# Exercise
Print the full listing exactly.

# Records shown
PR #632, opened 2023-11-27
Introduce `StaticTablesCrawler` for integration tests

### LINKED ISSUE #617: Add `StaticTablesCrawler` with `snapshot()` only returning the subset of tables specified in the init and use it in as many places possible to reduce the runtimes of the tests
the active part of `TablesCrawler` is done by the `tables.scala` notebook. `TablesCrawler` is heavily used in the integration tests to fetch the table metadata. We need to reduce the frequent operation of metadata fetching within tests to just returning a static list.

nfx:
Reduces removes 20 second of runtime on average from the integration tests involving `TablesCrawler`.

Fix #617

### DIFF
--- a/tests/integration/conftest.py
+++ b/tests/integration/conftest.py
@@ -11,7 +11,11 @@ from databricks.sdk import AccountClient
 from databricks.sdk.core import Config
 from databricks.sdk.errors import NotFound
 from databricks.sdk.retries import retried
+from databricks.sdk.service.catalog import TableInfo
 
+from databricks.labs.ucx.framework.crawlers import SqlBackend
+from databricks.labs.ucx.hive_metastore import TablesCrawler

# Exercise response
PR #632, opened 2023-11-27
Introduce `StaticTablesCrawler` for integration tests

### LINKED ISSUE #617: Add `StaticTablesCrawler` with `snapshot()` only returning the subset of tables specified in the init and use it in as many places possible to reduce the runtimes of the tests
the active part of `TablesCrawler` is done by the `tables.scala` notebook. `TablesCrawler` is heavily used in the integration tests to fetch the table metadata. We need to reduce the frequent operation of metadata fetching within tests to just returning a static list.

nfx:
Reduces removes 20 second of runtime on average from the integration tests involving `TablesCrawler`.

Fix #617

### DIFF
--- a/tests/integration/conftest.py
+++ b/tests/integration/conftest.py
@@ -11,7 +11,11 @@ from databricks.sdk import AccountClient
 from databricks.sdk.core import Config
 from databricks.sdk.errors import NotFound
 from databricks.sdk.retries import retried
+from databricks.sdk.service.catalog import TableInfo
 
+from databricks.labs.ucx.framework.crawlers import SqlBackend
+from databricks.labs.ucx.hive_metastore import TablesCrawler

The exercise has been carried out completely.